Brand snorted. “Jack hasn’t shown any sign of settling down. I don’t even know where he is right now. But if it came to that … hell, I’d take in a child of his in a second. Even a bastard child. Jack’s borderline psychotic, but he’s still family. If he ever has children, I’ll welcome them. Even leave the ranch to them.” He shrugged and offered up that crooked grin again. “Bats aren’t even that territorial. It must be an alpha male thing.”
“Must this child be a bat? Or part bat?”
“It would be nice. Helpful, even. But beggars can’t be choosers. If we adopt, we’ll have to take whatever breed is available. And hope they want to run a ranch when they grow up. That’s a risk Leona and I will face even if we do conceive together. Children do tend to grow up being who they’ll be.”
Liar, she thought. He spoke so glibly of adoption. The truth, his real desire, his need, still lurked within his eyes. The bone-deep, ancient need to create life and pass on one’s genes to a new generation.
If pandas were lacking she, at least, could fulfill her drives with a raccoon or a human. Brandon and Leona had fallen in love. Two breeds whose genetics would deny them the one thing their most powerful instincts wanted above all.

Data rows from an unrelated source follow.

PR #9033, opened 2026-08-19
Keep the /app/ prefix in the compilation options shown to the user

### LINKED ISSUE #8648: [BUG]: “All compilation options” shows paths as relative, but they are actually passed as absolute
### Describe the bug

The “All compilation options” popup shows the paths to the input and output files as relative (e. g. `example.rs`), but CE actually passes an absolute path (e. g. `/app/example.rs`). This is significant for things such as `__FILE__` in C or `file!()` in Rust, which will evaluate to the path passed to the compiler. This can be confusing.

Additionally, when opening a link or creating a new compiler, for the first compilation, the widget will show a path like `/nosym/tmp/compiler-explorer-compilerK7ilAK/example.rs`.

### Steps to reproduce

1. Visit godbolt.org
2. Switch to Rust
3. Click on the “All compilation options” button
4. Source file path shown is either `example.rs` or `/nosym/tmp/compiler-explorer-compiler*/example.rs`, but the path that‘s actually passed to the compiler is `/app/example.rs`.

### Expected behavior

The information shown in the popup should be accurate.

### Reproduction link

https://godbolt.org/z/o4KMxzeos

### Screenshots

Not applicable

### Operating System

Arch Linux

### Browser version

Firefox 150.0 (64-bit)

luantaraschi:
Fixes #8648.

`maskRootdir` strips a leading `/app/`, so the "All compilation options" popup shows the source as `example.cpp` while the compiler is handed `/app/example.cpp`. The same line already shows `-I/app/include` and `-o/app/output.s`, because those keep the prefix, so today it is inconsistent with itself.

Checked against production before touching anything, compiling `const char* f = __FILE__;`:

```
compilationOptions: ['-g', '-o', 'output.s', '-masm=intel', '-fno-verbose-asm', '-S', '-fdiagnostics-color=always', '-O0', 'example.cpp']
asm:                .string "/app/example.cpp"
```

That is what makes it worth fixing rather than cosmetic: `__FILE__` in C, `file!()` in Rust and anything else that echoes the input path give the user a value the popup contradicts.

The change adds `maskRootdirKeepingAppPrefix` and uses it in `maskPathsInArgumentsForUser`, which is the only caller feeding that popup. Output lines keep going through `maskRootdir`, so diagnostics are untouched.

`npm run check` passes here except for the Maven Kotlin test, which fails the same way on a clean checkout on this machine (symlink realpath on Windows).

One part of the issue I did not fix: the `/nosym/tmp/compiler-explorer-.../example.rs` path reported on the first compilation. `maskRootdir` handles that shape correctly when I feed it directly, so it looks like a result that never reaches the masking, and I could not reproduce it.

### DIFF
--- a/test/utils-tests.ts
+++ b/test/utils-tests.ts
@@ -827,6 +827,13 @@ describe('maskRootdir', () => {
         expect(utils.maskRootdir('/usr/include/stdio.h')).toEqual('/usr/include/stdio.h');
     });
 
+    // Callers reach here through type holes that hand over an undefined, which is what the
+    // falsy guard is for. Both entry points have to survive it, not just one.
+    it.each([undefined, null, ''])('hands %p straight back', input => {
+        expect(utils.maskRootdir(input as unknown as string)).toEqual(input);
+        expect(utils.maskRootdirKeepingAppPrefix(input as unknown as string)).toEqual(input);
+    });
+
     // The marker segment must be followed by `/`, so a bare dir with no trailing slash
     // is left alone. (Real inputs always name a file inside the dir.)
     it('leaves a bare temp dir with no trailing slash untouched', () => {
--- a/test/utils-tests.ts
+++ b/test/utils-tests.ts
@@ -785,6 +785,24 @@ describe('output files', async () => {
     });
 });
 
+describe('maskRootdirKeepingAppPrefix', () => {
+    it('keeps the /app/ prefix, which is the path the compiler is given', () => {
+        expect(utils.maskRootdirKeepingAppPrefix('/tmp/compiler-explorer-compiler123-4-abc/example.cpp')).toEqual(
+            '/app/example.cpp',
+        );
+    });
+
+    it('masks an embedded temp path the same way maskRootdir does', () => {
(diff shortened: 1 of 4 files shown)


luantaraschi:
The eight `bug-577_clang` failures were mine: pulling `maskRootdirKeepingAppPrefix` out took the falsy guard with it, and `maskRootdir` was left calling `.replace` on the result, so an undefined coming through one of the type holes the guard exists for threw instead of being handed back. Guard restored on both entry points, with a test.

The run after that is green except for `Packager > should be able to unpack`, which timed out at 5s. That one passes here on this branch, and it does not touch anything this PR changes. I cannot re-run the job myself, so it needs a nudge from someone with rights whenever you get to this.

test/utils-tests.ts
```diff
@@ -809,6 +827,13 @@ describe('maskRootdir', () => {
         expect(utils.maskRootdir('/usr/include/stdio.h')).toEqual('/usr/include/stdio.h');
     });
 
+    // Callers reach here through type holes that hand over an undefined, which is what the
```
mattgodbolt, line 830: thanks for putting this in; another wound in our conversion but you're right to test the documented (if annoying) current behaviour.

mattgodbolt (approved):
Seems sane to me. Thanks again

She’d seen a lot of this in Talbot’s Peak. Shifters, humans, joining, mating, playing mix and match. Sooner or later they all wanted that one basic thing. Some had a fighting chance. Those her gynecological training could help. Others were reproductively doomed from the start. Those she saw as a challenge.
Even if she never had a child of her own, she could see that others weren’t denied.

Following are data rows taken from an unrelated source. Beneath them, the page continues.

PR #9034, opened 2026-08-19
Remove temp directories per request instead of leaving them to the sweep

mattgodbolt:
Makes per-request temp-dir removal the norm, so that only genuine failures are left for the periodic queue-idle sweep in `lib/handlers/compile.ts` (which stays as the safety net, unchanged). Context: compiler-explorer/infra#2310.

### What leaked, and why

| Path | Why it escaped |
|---|---|
| Project builds (cmake/cargo/make/maven), `lib/base-compiler.ts` `finishProjectBuild` | `delete fullResult.result.dirPath` ran *before* `doTempfolderCleanup(fullResult)` / `(fullResult.result)`, so both were no-ops; `afterCompilation` is called with `delayCaching=true` which skips its own cleanup. Regressed in #8174. Every project build leaked its directory. |
| Interpreted languages, `handleInterpreting` | The directory was never put in the returned `buildResult`, so the callers' `doTempfolderCleanup` had nothing to remove. |
| `compile()` | `handleUserError` returned without cleanup; any throw from `doCompilation`/`afterCompilation` leaked. |
| `getOrBuildExecutable` | A failed build (`code !== 0`) returned without `dirPath` (only set on success), so the callers' cleanup no-op'd. Kotlin's `handleInterpreting` asserts on `dirPath` before checking the code, so a failed Kotlin build also threw. A throw after the directory was made leaked it. |
| `doExecution` | A throw after the build (e.g. from `runExecutable`) leaked the build directory. |
| `execCompilerCached` with `createAndUseTempDir` | A throw skipped both `temp.release` and the `rm`. |
| `LocalExecutionEnvironment.downloadExecutablePackage` | The directory was never removed, by either caller (`sqs-execution-queue.ts`, `handlers/api.ts`). |
| racket `generateOptPipeline`, sway `runCompiler`, dosbox `exec` | Scratch directories made and never removed. |

Also: `ClangCompiler.afterCompilation` dropped the `delayCaching` parameter, so clang cmake builds were cleaned up and cached as if they were single-file compilations (cleaning the dir *inside* afterCompilation, and caching the inner result separately under the cmake key). Passes it through now.

### What changed

- `BaseCompiler.removeTempDir(dir)`: idempotent `fs.rm` that respects `delayCleanupTemp`; `doTempfolderCleanup` uses it.
- `buildProject` makes the directory and removes it in a `finally` around the enqueued job, after `executeProjectArtifact` and `finishProjectBuild` (tools, post-processing, caching) are done with it. `prepareProjectBuild` takes the directory instead of making it. `finishProjectBuild` only strips the paths from the result.
- `compile()`: `finally` around the per-request directory (ordinarily already gone via `afterCompilation`; this catches the return/throw paths).
- `handleInterpreting`: `finally`.
- `getOrBuildExecutable`: every returned `BuildResult` carries `dirPath`, so the existing caller cleanup works for failed builds too; a throw removes the directory. `doExecution` removes the build directory if anything after the build throws.
- `execCompilerCached`: release + rm in a `finally`.
- `IExecutionEnvironment.cleanup()`; `LocalExecutionEnvironment` removes its download dir, `RemoteExecutionEnvironment` no-op; both callers call it in a `finally`.
- racket/sway/dosbox: `finally` around their scratch dirs.
- Metrics: `ce_compilation_temp_dirs_already_gone` (dirs the sweep found already removed by their owner, i.e. per-request removals) and `ce_compilation_temp_dirs_held`, next to the existing `_created`/`_removed`.

### Deliberately left as follow-ups

- `LocalExecutionEnvironment.execBinary` has `return this.execBinaryMaybeWrapped(...)` inside a try/catch without `await`, so rejections bypass the catch. Not touched here (the new `doExecution` catch covers the temp dir); worth a separate look.
- cmake results are `cachePut` (in `afterCmakeCompilation`) before `finishProjectBuild` strips `result.dirPath`, so the cached value carries the (now removed) path. Pre-existing and harmless, but untidy.
- `handleUserError` results still carry `dirPath` in the response body (pre-existing).

### Testing

- New `test/base-compiler-temp-dir-tests.ts` (14 tests) covering each path above: the dir is gone after the call (or, for `getOrBuildExecutable` failures, is handed back for the caller to remove). All 13 new behavioural tests fail against `main` and pass here.
- `npm run ts-check`, `npm run lint`, `npm run test` (full): 2642 passed.

### DIFF
--- a/lib/base-compiler.ts
+++ b/lib/base-compiler.ts
@@ -444,6 +444,16 @@ export class BaseCompiler {
         return await temp.mkdir(utils.ce_temp_prefix, options);
     }
 
+    /**
+     * Remove a temporary directory this compiler is finished with, rather than leaving it for the sweep: that only
+     * runs when the queue is idle, which a busy server seldom is. Safe to call more than once, and on a directory
+     * that is already gone. Compilers that delay cleanup keep everything for the sweep.
+     */
+    async removeTempDir(dirPath: string) {
+        if (this.delayCleanupTemp) return;
+        await fs.rm(dirPath, {recursive: true, force: true}).catch(() => {});
+    }
+
     optOutputRequested(options: string[]) {
         return options.includes('-fsave-optimization-record');
     }
@@ -492,45 +502,47 @@ export class BaseCompiler {
             options.customCwd = await this.newTempDir({hold: true});
         }
 
-        const key = this.getCompilerCacheKey(compiler, args, optionsForCache);
-        const hash = BaseCache.hash(key);
+        try {
+            const key = this.getCompilerCacheKey(compiler, args, optionsForCache);
+            const hash = BaseCache.hash(key);
 
-        let result = await this.env.compilerCacheGet(key);
-        if (result) {
-            if (exec.hasNsjailPermissionsIssue(result)) {
-                logger.info(`Throwing out faulty cached result with nsjail permissions issue for ${compiler}`);
-                result = undefined;
+            let result = await this.env.compilerCacheGet(key);
+            if (result) {
+                if (exec.hasNsjailPermissionsIssue(result)) {
+                    logger.info(`Throwing out faulty cached result with nsjail permissions issue for ${compiler}`);
+                    result = undefined;
+                }
+            }
+
+            if (!result && this.env.willBeInCacheSoon(hash)) {
+                result = await this.env.enqueue(async () => {
+                    return await this.env.compilerCacheGet(key);
+                });
+            }
+
+            if (!result) {
+                this.env.setCachingInProgress(hash);
+                result = await this.env.enqueue(async () => {
+                    const res = await this.exec(compiler, args, options);
+                    if (res.okToCache) {
+                        try {
+                            await this.env.compilerCachePut(key, res, undefined);
+                        } catch (e) {
+                            logger.info('Uncaught exception caching compilation results', e);
+                        }
+                    }
+                    this.env.clearCachingInProgress(hash);
+                    return res;
+                });
+            }
+
+            return result;
+        } finally {
+            if (options.createAndUseTempDir) {
+                temp.release(options.customCwd!);
+                fs.rm(options.customCwd!, {recursive: true, force: true}).catch(() => {});
             }
         }
-
-        if (!result && this.env.willBeInCacheSoon(hash)) {
-            result = await this.env.enqueue(async () => {
-                return await this.env.compilerCacheGet(key);
-            });
-        }
-
-        if (!result) {
-            this.env.setCachingInProgress(hash);
-            result = await this.env.enqueue(async () => {
-                const res = await this.exec(compiler, args, options);
-                if (res.okToCache) {
-                    try {
-                        await this.env.compilerCachePut(key, res, undefined);
-                    } catch (e) {
-                        logger.info('Uncaught exception caching compilation results', e);
-                    }
-                }
-                this.env.clearCachingInProgress(hash);
-                return res;
-            });
-        }
-
-        if (options.createAndUseTempDir) {
-            temp.release(options.customCwd!);
-            fs.rm(options.customCwd!, {recursive: true, force: true}).catch(() => {});
-        }
-
-        return result;
     }
 
     protected getExtraPaths(): string[] {
@@ -2217,7 +2229,23 @@ export class BaseCompiler {
         executablePackageHash: string,
     ): Promise<BuildResult> {
         const dirPath = await this.newTempDir();
+        try {
+            const buildResult = await this.getOrBuildExecutableIn(key, bypassCache, executablePackageHash, dirPath);
+            // However the build went, the directory is the caller's from here: it runs what is in it, and removes it.
+            if (!buildResult.dirPath) buildResult.dirPath = dirPath;
+            return buildResult;
+        } catch (e) {
+            await this.removeTempDir(dirPath);
+            throw e;
+        }
+    }
 
+    private async getOrBuildExecutableIn(
+        key: CacheKey,
+        bypassCache: BypassCache,
+        executablePackageHash: string,
+        dirPath: string,
+    ): Promise<BuildResult> {
         if (!bypassCompilationCache(bypassCache)) {
             const buildResult = await this.loadPackageWithExecutable(key, executablePackageHash, dirPath);
             if (buildResult) return buildResult;
@@ -2240,10 +2268,6 @@ export class BaseCompiler {
         await this.storePackageWithExecutable(executablePackageHash, dirPath, buildResult);
         const packageStoreEnd = process.hrtime.bigint();
         buildResult.packageStoreTime = utils.deltaTimeNanoToMili(packageStoreStart, packageStoreEnd);
-
-        if (!buildResult.dirPath) {
-            buildResult.dirPath = dirPath;
-        }
 
         return buildResult;
     }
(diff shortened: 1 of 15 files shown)


mattgodbolt (commented):
There must be an idiom we can use to wrap this "owntempdir" thing a bit more nicely

lib/handlers/api.ts
```diff
@@ -382,15 +382,17 @@ export class ApiHandler {
             return;
         }
 
+        const env: IExecutionEnvironment = new LocalExecutionEnvironment(this.compilationEnvironment);
```
mattgodbolt: what if this throws, won't we lose the exception status 500?

lib/execution/sqs-execution-queue.ts
```diff
@@ -159,8 +159,8 @@ async function doOneExecution(
     const msg = await queue.pop();
     if (msg?.guid) {
         const startTime = Date.now();
+        const executor = new LocalExecutionEnvironment(compilationEnvironment);
```
mattgodbolt: if this throws?

lib/execution/base-execution-env.ts
```diff
@@ -131,6 +131,11 @@ export class LocalExecutionEnvironment implements IExecutionEnvironment {
         this.buildResult = await this.loadPackageWithExecutable(hash, this.dirPath);
     }
 
+    async cleanup(): Promise<void> {
+        if (this.dirPath === 'not initialized') return;
```
mattgodbolt: this is NOT OK we can't use magic strings like this. fix properly

lib/execution/execution-env.interfaces.ts
```diff
@@ -28,6 +28,8 @@ import {BasicExecutionResult, ExecutableExecutionOptions} from '../../types/exec
 export interface IExecutionEnvironment {
     downloadExecutablePackage(hash: string): Promise<void>;
     execute(params: ExecutionParams): Promise<BasicExecutionResult>;
+    /** Remove whatever downloadExecutablePackage put on disk. Harmless when nothing was downloaded. */
```
mattgodbolt: I don't think this needs a comment. I think we can guess what a `cleanup` function does.

partouf:
I remember changing something about this, bugfix of some sorts and something like this it was claude's grande idea as well, had to fight it intensely

mattgodbolt:
Re the "ownTempDir" idiom: added `BaseCompiler.withTempDir(fn)`, which makes a directory, runs `fn(dirPath)` and removes it in a finally. compile(), buildProject, handleInterpreting, sway's forc project, racket's opt-pipeline directory and dosbox now use it in place of hand-rolled try/finally; dosbox's ownTempDir conditional became `if (execOptions.customCwd) return runDosbox(...)` else `withTempDir(...)`. getOrBuildExecutable keeps its own try/catch since it hands the directory on rather than removing it, and `withBuiltExecutable` wraps that side (see the Copilot thread). Commit 143008785; full test suite, ts-check and lint pass locally.

-- Claude, on behalf of @mattgodbolt

lib/base-compiler.ts
```diff
@@ -2415,6 +2443,22 @@ export class BaseCompiler {
         const executablePackageHash = this.env.getExecutableHash(key);
 
         const buildResult = await this.getOrBuildExecutable(key, bypassCache, executablePackageHash);
+        try {
+            return await this.executeBuildResult(key, executeParameters, executablePackageHash, buildResult);
+        } catch (e) {
+            // On success the build directory goes back inside the result for the caller to remove once it has
+            // finished with it; a failure here is the last chance to remove it.
+            if (buildResult.dirPath) await this.removeTempDir(buildResult.dirPath);
```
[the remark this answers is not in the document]
mattgodbolt: Right, those three overrides were outside the doExecution catch. Added `withBuiltExecutable(key, bypassCache, hash, fn)` on BaseCompiler: it calls getOrBuildExecutable, runs `fn` with the result (whose dirPath the caller still removes on success via doTempfolderCleanup), and removes the directory if `fn` throws. doExecution and the Java, Kotlin and Cerberus handleInterpreting overrides now go through it, with a test for the throwing case. Commit 143008785.

-- Claude, on behalf of @mattgodbolt

lib/handlers/api.ts
mattgodbolt: Yes: a throw from the constructor would have escaped the handler. Moved it back inside the try (`let env: IExecutionEnvironment | undefined`, `finally { await env?.cleanup(); }`). Commit d2f0c370b.

-- Claude, on behalf of @mattgodbolt

lib/execution/sqs-execution-queue.ts
mattgodbolt: Same as in api.ts: the constructor is back inside the try, and the finally cleans up whatever was constructed. Commit d2f0c370b.

-- Claude, on behalf of @mattgodbolt

lib/execution/base-execution-env.ts
mattgodbolt: The sentinel predated this PR (constructor and the assert in execute()), but agreed it should not have been built on. dirPath is now `string | undefined`, left unset until downloadExecutablePackage makes the directory; cleanup() checks for undefined and execute() asserts on it. Commit d2f0c370b.

-- Claude, on behalf of @mattgodbolt

lib/execution/execution-env.interfaces.ts
mattgodbolt: Removed. Commit d2f0c370b.

-- Claude, on behalf of @mattgodbolt

partouf:
OP is referring to https://github.com/compiler-explorer/compiler-explorer/pull/8174 - but implementation has changed since https://github.com/compiler-explorer/compiler-explorer/pull/8994
Are we sure this is still broken?

mattgodbolt:
I'll get the bot to double check. (this was all during investigation "why do we keep running out of disk space")

mattgodbolt:
Double-checked against current main (5925ab6c4), both by code trace and empirically. Still broken after #8994, and the #8174 attribution is accurate:

- `finishProjectBuild` still runs `if (fullResult.result) delete fullResult.result.dirPath;` (base-compiler.ts:3367) before both `doTempfolderCleanup` calls (3370-3373). `fullResult.dirPath` is never set on the normal path (3096 sets only the nested one), so both calls are no-ops. `afterCompilation` still skips its cleanup under `delayCaching=true` (3617, called with true at 3695). #8994's diff carries the ordering over as an unchanged context line.
- Empirical: this PR's test file run against main's lib fails both buildProject assertions -- the directory is still on disk after a mocked-successful project build and after a throwing one.
- What #8994 did fix here, and I suspect is the bugfix you remember: dirs being deleted mid-build by the periodic sweep (the one-queue-slot + temp hold/release work), and a leak-plus-TypeError on caught finalise errors via handleProjectUserError (2c1455672). That last one means caught setup/finalise errors are today the only project-build path that cleans per-request; success, cache hit, build-step failure and an escaping throw all leave the dir to the queue-idle sweep -- which on a busy prod node doesn't run.
- Pre-#8174, afterCompilation's unconditional cleanup removed cmake dirs per-request; #8174 gated it behind !delayCaching and added the replacement calls after the pre-existing delete, where they can never fire.

So the dirs aren't leaked forever -- the idle sweep eventually gets them -- but on busy nodes they accumulate, which is what we were chasing in infra#2310.

-- Claude, on behalf of @mattgodbolt

mattgodbolt:
@partouf thoughts on the bot here? seems most things are fixed but it has some tests that seem legit that fail still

“I will keep looking,” she promised. “As I said, you’re both mammal shifters. You have a running start. We need only find a way to blend your genes. You may need to find a human surrogate. I can’t guarantee Leona could carry a hybrid to term. Humans seem capable of birthing anything. Genetically they’re quite resilient.”
“You don’t need to do that,” he said, too quickly. His eyes continued to lie. To plead.

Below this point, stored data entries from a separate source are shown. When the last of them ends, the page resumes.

PR #9036, opened 2026-08-20
Keep numeric local labels that are referenced with f or b

### LINKED ISSUE #6590: [BUG]: incorrect filtering of local labels referenced with f/b suffix
### Describe the bug

If the resulting assembler has something using [local labels](https://sourceware.org/binutils/docs-2.24/as/Symbol-Names.html#Symbol-Names) referenced with `f`orward or `b`ackward suffix, the filter "unused labels" removes them.

### Steps to reproduce

Use providing link

### Expected behavior

The labels `1:` etc should be there even when referenced using `1f` etc.

### Reproduction link

https://godbolt.org/z/c147j3zTG

### Screenshots

_No response_

### Operating System

_No response_

### Browser version

_No response_

luantaraschi:
Fixes #6590.

`labelFindNonMips` and `labelFindMips` only match names that begin with a letter, a dot or an underscore, so a reference to a GNU as numeric local label, written `1f` or `1b`, never reaches `labelsUsed`. The definition `1:` is then read as unused and the labels filter drops it, which leaves the branch in the issue pointing at a label that is no longer on screen:

```
  bne $2,$0,1f
  div $0,$3,$2
  break 7
  mflo $2
```

The parser already means to keep these. `processLabelDefinition` carries this comment:

```
// It's a label definition. g-as shows local labels as eg: "1:  call  mcount". We characterize such a label
// as "the label-matching part doesn't equal the whole line" and treat it as used.
```

That covers the inline form, where the label shares a line with an instruction. It does nothing for the form where the label sits on a line of its own, which is what gas emits for the cases in the issue.

So `findLabelsInLine` now also collects `\b(\d+)[bf]\b` and names the label by its digits. It runs through the same gating as the existing finder, so a numeric reference on a directive line is treated no differently from any other label there. Only new names enter `labelsUsed`, nothing is removed from it.

The word boundaries are load bearing: without the leading one, `0x1f` in an operand reads as a reference to label `1` and keeps an unused label alive. There is a test for that, and I checked it fails when the boundary is removed.

### The changed fixture

`bug-2032.asm.none.json` gains five entries in `labelDefinitions`. That file has

```
        .long    1f - 0f
        .long    4f - 1f
...
        .long    3f - 2f
```

with `0:` through `4:` on their own lines, so those five labels really are referenced and now get recorded. No line moved in or out of the output; the `.directives` and `.directives.labels` snapshots of the same file are untouched, since the `.long` lines go away with the directives anyway.

### Tests

Three cases in `test/asm-parser-tests.ts`: a forward reference, a backward one, and a control that a label nothing refers to is still dropped. The first two fail on `main`; the third passes on `main` and fails if the word boundary is dropped.

`test/label-processor-tests.ts` gains the new field in its mock context, which `ts-check:tests` requires.

Full `vitest run` and the pre-commit hook both pass. The `.none` snapshot above is the only existing expectation that moved.


test/filters-cases/bug-2032.asm.none.json
```diff
@@ -1127,6 +1127,11 @@
     }
   ],
   "labelDefinitions": {
+    "0": 182,
```
mattgodbolt, line 1130: are these valid definitions?

lib/parsers/asm-parser.ts
```diff
@@ -343,6 +344,10 @@ export class AsmParser extends AsmRegex implements IAsmParser {
         this.labelFindNonMips = /[.A-Z_a-z][\w$.]*|"[.A-Z_a-z][\w$.]*"/g;
         // MIPS labels can start with a $ sign, but other assemblers use $ to mean literal.
         this.labelFindMips = /[$.A-Z_a-z][\w$.]*|"[$.A-Z_a-z][\w$.]*"/g;
+        // GNU as numeric local labels are defined as `1:` and referred to as `1f` (forwards) or
+        // `1b` (backwards). The finders above only match names that start with a letter, a dot or
+        // an underscore, so those references need a pattern of their own.
+        this.numericLocalLabelRef = /\b(\d+)[bf]\b/g;
```
mattgodbolt: I think this matches `.16b`, `.8b` and `.4b` of the NEON; so `.16b` the `16` would be extracted. If you test with something silly that has a label like `16:` that's unused and then hae the NEON instrcution `add v0.16b, v1.16b, v2.16b` then the `16:` label is considered "used". I think `(?<![\w.$])(\d+)[bf]\b` would work (it's negative lookbehind, which is probably OK in this case but maybe you can think of a better way?)

mattgodbolt (commented):
Some comments and one (I think? defect) - please take a look (and if you can merge main in and resolve conflicts too that'd be ace)

Thanks!

test/filters-cases/bug-2032.asm.none.json
luantaraschi: Yes. In `test/filters-cases/bug-2032.asm` they are `0:` on line 182, `1:` on 184, `2:` on 188, `3:` on 190 and `4:` on 192, all inside the `.note.gnu.property` section, and the references are on 179, 180 and 187: `.long 1f - 0f`, `.long 4f - 1f`, `.long 3f - 2f`.

They only reach the fixture now because `labelDefinitions` is written in the used-label branch of `processLabelDefinition`, and until this change nothing marked them used.

lib/parsers/asm-parser.ts
luantaraschi: You are right, and thanks for the case. Fixed with your lookbehind and added the case as a test: an unused `16:` plus `add v0.16b, v1.16b, v2.16b`. On the old pattern it fails with `expected [ Array(3) ] to not include '16:'`, and it passes with `(?<![\w.$])(\d+)[bf]\b`.

Nothing better came to mind. The only other shape I considered was matching the character before the digits and then ignoring it, which is the same idea with more to go wrong. This parser is server side, so the lookbehind only has to hold up on Node.

luantaraschi:
Main is merged in as well. The only conflict was my new describe landing where the one from #9037 had landed.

She smiled. “Let me continue anyway, for my own amusement. The research is sure to help someone.”
“Yes, that’s true. Especially here. Thank you, Doctor. If you need anything—”
“I will call you. And I will be sure to keep you apprised of my progress.” She lowered her voice. “At some point, I will have to speak to Leona. And run tests.”
Brand grimaced. “Good luck. She’s tough to pin down, and she hates doctors. Better let me talk to her first.” He sighed. “We’ll work something out.”
“I’m sure the three of us will. Good day to you, Mr. Fledermaus.”
A girl entered her office as Brand went out. “You the doctor looking for medical volunteers?” she asked. “I heard you pay.”
“Let’s discuss the details first. You may change your mind. You’re a human-shifter hybrid?”
Her head bobbed. While she spoke, she hopped from foot to foot. “I’m supposed to be. Mom said Dad was human. I don’t know, I never met him. Mom’s a hare. When I shift, my ears are too short and my ass is too big, so who knows? Dad wasn’t a bunny, that’s for damn sure.”
This was good. This was excellent. Rabbits and humans were the most fertile of the breeds. Their genes mixed with practically everything. If she could isolate the common factor— “A simple test will determine your ancestry. Yes, I will pay you. Anything beyond that we’ll have to discuss.”
“Kewl.” The girl was staring at her medical credentials, framed on the wall. “Your name’s really Dr. Who?”
Lin swallowed an ancient Chinese curse. “If you’d please come this way?”